Thursday, June 06, 2019

"To remember"

"Soldiers, Sailors and Airmen of the Allied Expeditionary Force!  You are about to embark upon a great crusade, toward which we have striven these many months.  The eyes of the world are upon you.  The hopes and prayers of liberty loving people everywhere march with you.  In company with our brave Allies and brothers in arms on other fronts, you will bring about the destruction of the German war machine, the elimination of Nazi tyranny over the oppressed peoples of Europe, and security for ourselves in a free world.

"Your task will not be an easy one.  Your enemy is well trained, well equipped and battle hardened.  He will fight savagely.

"But this is the year 1944!  Much has happened since the Nazi triumphs of 1940-41.  The United Nations have inflicted upon the Germans great defeats, in open battle, man to man.  Our air offensive has seriously reduced their strength in the air and their capacity to wage war on the ground.  Our home fronts have given us an overwhelming superiority in weapons and munitions of war, and placed at our disposal great reserves of trained fighting men.  The tide has turned!  The free men of the world are marching together to victory!

"I have full confidence in your courage, devotion to duty, and skill in battle.  We will accept nothing less than full victory!

"Good luck!  And let us all beseech the blessings of Almighty God upon this great and noble undertaking."

~ message transmitted to the personnel of Operation OVERLORD - the invasion of the Normandy Coast - by General Dwight D. Eisenhower.  June 6, 1944.


National D-Day Memorial
Bedford, Virginia


Wednesday, March 07, 2007

France bans citizen journalists from reporting violence

I was in France years ago. It's a nice place that gets too much of a bad rap: I found the people to be quite friendly (and the food there is delicious). But when they screw up... maaaaan can they do it bigtime. The French government has made it illegal for anyone other than "professional journalists" to video or otherwise document acts of violence.

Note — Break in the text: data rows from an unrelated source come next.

PR #585, opened 2015-03-21
Line simp - review

okomarov:
Review of PR https://github.com/matlab2tikz/matlab2tikz/pull/571 by @widdma.

* Fixes end-point removal during pixelation, check on
```matlab
x = linspace(0,2*pi,5e6);
x(randi(5e6, [1e4,1])) = NaN;
y = sin(x);
h = plot(x,y);
cleanfigure;
```
* Mostly help edits
* Pre-allocation of `linesx`, `linesy`
* `featureArea` code **untouched**

Once everyone is ok, we can merge. 

I'd like an opinion on the **scalar input syntax** to 'resolutionTarget' advanced in https://github.com/matlab2tikz/matlab2tikz/pull/571#issuecomment-83539045

### DIFF
--- a/src/cleanfigure.m
+++ b/src/cleanfigure.m
@@ -6,8 +6,8 @@ function cleanfigure(varargin)
 %   CLEANFIGURE('handle',HANDLE,...) explicitly specifies the
 %   handle of the figure that is to be stored. (default: gcf)
 %
-%   CLEANFIGURE('minimumPointsDistance',DOUBLE,...) explicitly specified the
-%   minimum distance between two points. (default: 1.0e-10)
+%   CLEANFIGURE('targetResolution','WxH@Res',...) explicitly specify the
+%   target resolution of the path simplification. (default: '15x9@600')
 %
 %   Example
 %      x = -pi:pi/1000:pi;
@@ -50,15 +50,15 @@ function cleanfigure(varargin)
 
   % Set up command line options.
   m2t.cmdOpts = m2tInputParser;
-  m2t.cmdOpts = m2t.cmdOpts.addParamValue(m2t.cmdOpts, 'minimumPointsDistance', 1.0e-10, @isnumeric);
   m2t.cmdOpts = m2t.cmdOpts.addParamValue(m2t.cmdOpts, 'handle', gcf, @ishandle);
+  m2t.cmdOpts = m2t.cmdOpts.addParamValue(m2t.cmdOpts, 'targetResolution', '15x9@600',@isstr);
 
   % Finally parse all the elements.
   m2t.cmdOpts = m2t.cmdOpts.parse(m2t.cmdOpts, varargin{:});
 
   % Recurse down the tree of plot objects and clean up the leaves.
   for h = m2t.cmdOpts.Results.handle(:)'
-    recursiveCleanup(meta, h, m2t.cmdOpts.Results.minimumPointsDistance, 0);
+    recursiveCleanup(meta, h, m2t.cmdOpts.Results.targetResolution, 0);
   end
 
   % Reset to initial state.
@@ -67,7 +67,7 @@ function cleanfigure(varargin)
   return;
 end
 % =========================================================================
-function indent = recursiveCleanup(meta, h, minimumPointsDistance, indent)
+function indent = recursiveCleanup(meta, h, targetResolution, indent)
 
   type = get(h, 'Type');
 
@@ -93,7 +93,7 @@ function indent = recursiveCleanup(meta, h, minimumPointsDistance, indent)
   if ~isempty(children)
       for child = children(:)'
           indent = indent + 4;
-          indent = recursiveCleanup(meta, child, minimumPointsDistance, indent);
+          indent = recursiveCleanup(meta, child, targetResolution, indent);
           indent = indent - 4;
       end
   else
@@ -114,7 +114,7 @@ function indent = recursiveCleanup(meta, h, minimumPointsDistance, indent)
           movePointsCloser(meta, h);
           % Don't be too precise.
           % coarsenLine(meta, h, minimumPointsDistance);
-          simplifyLine(meta, h);
+          simplifyLine(meta, h, targetResolution);
       elseif strcmpi(type, 'stair')
           pruneOutsideBox(meta, h);
       elseif strcmp(type, 'text')
@@ -368,7 +368,7 @@ function coarsenLine(meta, handle, minimumPointsDistance)
   return;
 end
 % =========================================================================
-function simplifyLine(meta, handle, varargin)
+function simplifyLine(meta, handle, targetResolution)
   % Reduce the number of data points in the line handle.
   % this can help with plots that contain a large amount of data points not
   % all of which need to be plotted.
@@ -379,7 +379,7 @@ function simplifyLine(meta, handle, varargin)
   zData = get(handle, 'ZData');
 
   if ~isempty(zData)
-    % Don't do funny stuff when zData is present.
+    % Don't simplify 3d plots
     return;
   end
   if isempty(xData) || isempty(yData)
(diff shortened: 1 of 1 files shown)


widdma:
Factoring out the "pixelate" function has broken simplification of log scaled axes.

widdma:
The `ZOOM_MULTIPLIER` variable used differently in `pixelate` and the calculation of `tol`:
In `pixelate`, pixels are broken into `ZOOM_MULTIPLIER^2` sub-regions; whereas, in the calculation of `tol`, pixels are broken into `ZOOM_MULTIPLIER` regions.

This was intentional in my code, as we don't want to oversimplify in the 'pixelate' stage, just remove points that are most likely to be removed by the path simplification. Perhaps they should be considered as distinct parameters.

okomarov:
You are right I was confused, thanks for double-checking. The  regression in the log scales should be fixed now.

Shouldn't it be ZOOM_MULTIPLIER^2 in tol?

If you have a square with side = 2 and if you apply a 3x zoom  then you get a 6by6 square = 36 = 4* (3x^2).

widdma:
@okomarov great. 

> Shouldn't it be ZOOM_MULTIPLIER^2 in tol?
If you want to apply `pixelate` and path simplification at the same scale, then yes. However, because the 'pixelate' routine is very crude in it's simplification I think it's better to apply it at a different zoom level to the path simplification.

okomarov:
@widdma Ok, then if we want to *ensure* a 4x zoom, then I'd say let's do a 4x*2 pixelate and a 4x path simplification.

widdma:
>  4x*2 pixelate and a 4x path simplification.

Do you mean 4^2 pixelate, the way it currently is?

I'd say the parameters are pretty good as they are. From my tests, with the current `tol`, the simplified plot is indistinguishable from the original at the given figure size. If the user desires larger images, say they want to zoom-in, they can increase the resolution.

For the `targetResolution` parameter, perhaps it's going to most intuitive for the user to simply specify a target size in pixels? Say `[W,H]` in pixels with a default of `[9000,5400]`.

For your scalar input syntax, where would you get the width and height from? Just the on-screen dimensions?

okomarov:
I think we have a different understanding about zoom, I have in mind http://en.wikipedia.org/wiki/Image_scaling#Comparison

As is, line simplification is not coherent since it does not square the multiplier in `tol`. From the example I posted above in the edit, you can see that at 300 ppc the plot is smooth (original size), but once you zoom in by 4x, the smoothness is lost. This does not (almost) happen if tol uses the same mult^2.
I must admit that I did not notice the incongruence at first, but only once you pointed it out.

For the scalar input syntax you can query the size of the figure by first setting the units to cm.

src/cleanfigure.m
```diff
@@ -298,73 +305,300 @@ function pruneOutsideBox(meta, handle)
...
+        xrange = (log10(a(2))-log10(a(1)));
+    end
+    if ~isYlog
+        yrange = (a(4)-a(3));
+    else
+        yrange = (log10(a(4))-log10(a(3)));
+    end
+    tol = xrange*yrange/(ZOOM_MULTIPLIER^2*prod(targetResolution));
+    nPixelsX = targetResolution(1)*sqrt(targetResolution(3));
+    nPixelsY = targetResolution(2)*sqrt(targetResolution(3));
```
widdma: I realise I made a mistake here. It's generally accepted to use resolution in pixels/points per (linear) length, not per area. We should change `sqrt(targetResolution(3))` to `targetResolution(3)` and `prod(targetResolution)` to `prod(targetResolution)*targetResolution(3)` to be consistent with standard use.

Alternatively, we go with as I suggested earlier and make `targetResolution` as simply the width and height of the target figure in pixels. This seems like a simpler interface.

widdma:
Ok, I think we have different ideas about what this parameter is controlling. 

In my original code, the factor of 4 in the calculation of `tol` was chosen to perform *maximum* simplification without loss of quality *at the target resolution*.  It was not chosen to, nor do I expect it to, allow zooming-in by a factor of 4 without loss of quality. 

If you want `ZOOM_MULTIPLIER^2` in the calculation of `tol`, I would suggest setting `ZOOM_MULTIPLIER = 2` so we are performing maximum simplification without loss of quality.

okomarov:
@widdma As a general approach I prefer to be safe when it comes to features that the user can potentially abuse. I still want to grant a good experience over a `state-of-the-art` implementation (which `featureArea` is btw, and in fact that part is untouched).

What I mean is, the 3 number input has a default that the user might be unaware of, or unsure on how to correctly use it (as earlier in my case). Hence, if the user goes full screen with his figure and sees piecewise he might be unhappy. In this context, a zoom multiplier is poor man solution of getting a buffer on thew simplification. It avoids extensive testing by just keeping it safe. 

Now, if the input was solely PPI, that is something that clicks immediately (at least for me). It is straightforward to just increase resolution. We don't need a zoom buffer and can use maximum simplification. If the user is unhappy, he just needs to increase one number and that is easy to convey in the help.

If you agree, I would give a try to the one scalar syntax and retrieve the inches measurement of the axis.

okomarov:
Also, I prefer the `[PPI]` over the `[W, H]` because I would like to keep the `cleanfigure` outside the workflow that decides the dimension of the figure which in principle belongs to the actual matlab plotting code even before `m2t`, with cleanfigure playing a more casual/sporadic role.

widdma:
Ok let's just go with a `PPI` option and query the figure for dimensions. It is certainly more clear in it's behaviour. Perhaps with a note saying the user may wish to set the figure size in physical units for consistent results. 
Eg. via 
```matlab
set(h, 'units', 'centimeters', 'pos', [0 0 15 9])
```

However, this will be somewhat cumbersome if you desire figures larger than your screen size. This is also tricky for me as I use a tiling window manager, so window size is constrained by default. These reasons make me desire a `[W,H]` syntax, but I understand they're both quite unusual.

PeterPablo:
@widdma, virtually doubling your screen size could then be done by doubling the `PPI`?! The easier the syntax, the better I'd say. 

Furthermore the above discussed *safety factor of permissible zoom* is a nice safety net. I happen to sometimes alter the axis limits afterwards. It would be a shame to redo the process of exporting... As @okomarov showed, the number of retained data points is still low, opposed to the raw data vector.

okomarov:
@widdma Let me know if the (second) syntax works as you would expected. 

> Perhaps with a note saying the user may wish to set the figure size in physical units for consistent results.
...
However, this will be somewhat cumbersome if you desire figures larger than your screen size. This is also tricky for me as I use a tiling window manager, so window size is constrained by default. These reasons make me desire a [W,H] syntax, but I understand they're both quite unusual. 

I am not totally sure what you mean (do you have a practical examples in mind?). 

Help sections are not yet updated to reflect the new syntax.

widdma:
@okomarov I'm happy with the second syntax. 

My example is this: due to the window manager I use, changing the window size for the figure is not straightforward, or at least not easily scriptable. Because of this, the dimensions returned by `get(h,'pos')` are not related to the eventual size I expect the figures to be rendered in TeX. 

Typically, I create full `\textwidth` figures on A4 paper with a 5:3 ratio, which means the figures come out around `15cm x 9 cm`. A resolution of 200 ppcm is plenty, so I can now simply call `cleanfigure('targetResolution',[15,9]*200)`

widdma:
Contrary to what I said earlier, it seems we can reduce `ZOOM_MULTIPLIER` to 1 without really affecting the final quality, and it certainly improves the speed.

Other than that, I'm happy with this PR.

okomarov:
@widdma The ZOOM_MULTIPLIER is only used by `pixelate()`, to perform the rough simplification at a higher precision and let featureArea do the precision work. We could reduce it to 2 (and maybe rename the coefficient?) which reduces the runtime in half from 1.6 to 0.8. Setting it to 1, takes 0.6 seconds, just slightly faster.

okomarov:
I added some refactorings to address:
* Egon's comments on the avriable `PPI=1` being misleading
* a fix for when line has markers.

   ```matlab
x = linspace(0,2*pi,5e6); 
h = plot(x,ones(1,numel(x)),'-x');
```
   It would have been simplified to two points only.

**Comment by okomarov** [comment]
This PR is ready to be merged.

**Comment by egeerardyn** [comment]
@okomarov Can you make sure that Travis passes the test? I don't mind taking on the MATLAB toolboxes that you don't have, but I don't have the time to do the complete test suite.

**Comment by okomarov** [comment]
I will produce Octave hashes but on Win platform unless there is some turnkey soution with Linux virtual machine + Octave that you know of.

**Comment by egeerardyn** [comment]
Hopefully, platform shouldn't matter (I use OS X mostly to generate hashes, so not even Linux). If it doesn't match, then the test should be marked unreliable for the time being

**Comment by okomarov** [comment]
@widdma I was giving one last graphical inspection to the `testGaphical` and Viswalingam's algorithm is weak on null-area point that which are single-coordinates moves (this problem affects `ACID(30) - roseplot`). 

The problem is illustrated below, i.e. it should not simplify. 

untitled


```matlab
subplot(122)
plot([1,2,2,2,3],[1,1,2,1,1]), hold on
plot([4,4,4,5],[1,2,1,1])
axis([0,6,0,3]);
cleanfigure
title 'after cleanfigure'

subplot(121)
plot([1,2,2,2,3],[1,1,2,1,1]), hold on
plot([4,4,4,5],[1,2,1,1])
axis([0,6,0,3]);
title original
```

I was unable to solve the problem with the current tools. What I have tried:
* After the first `featureArea` I take null-area points and its *skip-n* neighbours, i.e. not the points immediately in its vicinity but skipping one, two,... closest neighbours. This does not fix all illegit null-area points and I do not have a justification for how many neighbours to skip.
* I tried to mix the criterion on the area with the mask of an unzoomed pixelation. However, this method retains way too many points if the line is perfectly straight, i.e. all null-area points that fall on a new pixels will be retained instead of just 2.

egeerardyn:
@okomarov: Nicely spotted. I hadn't even considered that edge case, but it looks like a nasty one (well, not really impossible to come by in the wild, so an important one).

widdma:
@okomarov: good point! This does seem to be a pathological example for Viswalingam simplification which is quite hard to fix. 

Perhaps we should change simplification algorithm. I've look at a few others: 
  - The Ramer–Douglas–Peucker algorithm seems to be fairly common and will give comparable results to Viswalingam. The drawback is it's recursive, so will no have great performance in Matlab, and it's worst case is `O(n^2)`, although average `O(n log(n))`.
  - The Opheim or Reumann–Witkam algorithms are very easy to implement and are `O(n)` runtime, although their simplification will not be as optimal as Viswalingam or RDP. The edge case @okomarov mentioned above also seems to cause similar problems for these algorithms, however I have devised a way to rectify this.

I've implemented a modified version of the Opheim algorithm in the line-simp-opheim branch of my fork. I'll create a pull request to merge it into this branch.

While, in principle, this simplification algorithm will not give as good results as Viswalingam, I haven't noticed too much of a difference in practice. As a bonus, It's also somewhat quicker.

okomarov:
Continuing in https://github.com/matlab2tikz/matlab2tikz/pull/613

Issue #575, opened 2015-03-12
Make-like tool for testing


egeerardyn:
As I suggested in the last few comments of  #470, i.e. https://github.com/matlab2tikz/matlab2tikz/issues/470#issuecomment-75934867 and https://github.com/matlab2tikz/matlab2tikz/issues/470#issuecomment-75953009 it would be useful to have a wrapper tool for ALL testing facilities that also automates some of the aspects. I propose to call this tool `m2tdo` for brevity (unless someone has a nice alternative name)

There are a few separate actions that need to be accessible:
 - changing directory to `./test` (and back after completion)
 - adding `m2t` and `./test/suites` to the path
 - running `make`(e.g. `make distClean` and `make acid`) in different locations (as originally #470)
 - run the headless tester
 - run the graphical tester
 - managing the hash table
 - show the PDF of the output
 - maybe even some git integration as suggested in #506 (that tool should eventually become callable from this one anyways)

The calling syntax I had in mind was something (readable) like:
```matlab
m2tdo make distclean
m2tdo test graphical
m2tdo make pdf
% etc.
```

Each of these different actions should be callable by themselves, but we should also provide logical combinations of these actions, such that the common things we need to do are easily available.
E.g. a command like `m2tdo run graphical` would be equivalent to running a script:

```matlab
m2tdo addpaths
m2tdo cd test
m2tdo make distclean
m2tdo test graphical
m2tdo makepdf
m2tdo open pdf
m2tdo restorepath
m2tdo cd back
```

I'm not 100% certain about the syntax yet, so all suggestions are welcome.

But this way, we could just instruct new developers to run `m2tdo run graphical`, m2tdo run headless` and maybe 2 or 3 other of the "script" commands instead of having to explain every step. Since this is mainly a wrapper, we can keep the responsibilities of the different tools separated (which was the problem in #470 and we still have a few similar things that should be addressed).

PR #595, opened 2015-03-23
Reinitialize hashes as indicated in `getReferenceHash()`

PeterPablo:
see https://github.com/egeerardyn/matlab2tikz/commit/583251956adf3804577c27865dd90e15ee8043f8
I had the same problem, so went ahead and fixed this.
Personally I think that https://github.com/matlab2tikz/matlab2tikz/issues/575 is unrelated, but want to add the reference, in case this should be reviewed during the restructuring.

### DIFF
--- a/test/private/execute_hash_stage.m
+++ b/test/private/execute_hash_stage.m
@@ -28,7 +28,7 @@ function hash = getReferenceHash(status, ipp)
     % By storing the hash table in a persistent variable, the amount of disk
     % operations is minimized (i.e. reading the file, parsing it and storing its
     % data in a MATLAB struct), as this is only done once a new test suite is
-    % executed. To clear this persistent storage, run |clear functions|.
+    % executed. To clear this persistent storage, run `clear getReferenceHash`.
 
     if isempty(hashTable) || ~isequal(hashTable.suite, ipp.Results.testsuite)
         hashTable = loadHashTable(ipp.Results.testsuite);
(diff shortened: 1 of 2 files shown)


egeerardyn:
I like this very much. At the end I just ended up doing `clear functions; testHeadless(n)`. This is better, but as you indicated, should eventually go into #575.

test/private/execute_hash_stage.m
```diff
@@ -28,7 +28,7 @@
     % By storing the hash table in a persistent variable, the amount of disk
     % operations is minimized (i.e. reading the file, parsing it and storing its
     % data in a MATLAB struct), as this is only done once a new test suite is
-    % executed. To clear this persistent storage, run |clear functions|.
+    % executed. To clear this persistent storage, run `clear getReferenceHash`.
```
egeerardyn: Maybe we should decide on which markdown we chose: GitHub flavor (currently) or MATLAB flavor (before this change). I have no real preference, but we might be able to generate documentation using MATLAB flavored markdown in MATLAB itself.

PeterPablo: I wasn't aware that this is MATLAB markup -- never have seen it before and thus changed it. Thus I certainly don't have hard feelings about this being changed to something else.

egeerardyn: See http://nl.mathworks.com/help/matlab/matlab_prog/marking-up-matlab-comments-for-publishing.html for MATLAB Markdown. I'm not particularly fond of that notation either (I like GFM better in general), but it might be more convenient in the long run perhaps.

First of all, what the hell is a "professional journalist"? Journalism isn't something you're supposed to have a license to practice. You don't even need a formal education to be one. Just go out and find stuff and then share what you got with others. It can be either something you do full-time for pay or something you simply do for the love and passion of it (which is what I'm doing presently).

Smells about time that them French peoples have another revolution, if they're letting stuff like this happen. But then I remember that the U.S. Congress has recently attempted to force bloggers in this country to register as "lobbyists" with the federal government.

Someone explain to me again how it is that we're supposed to be better than the old hard-line Soviets.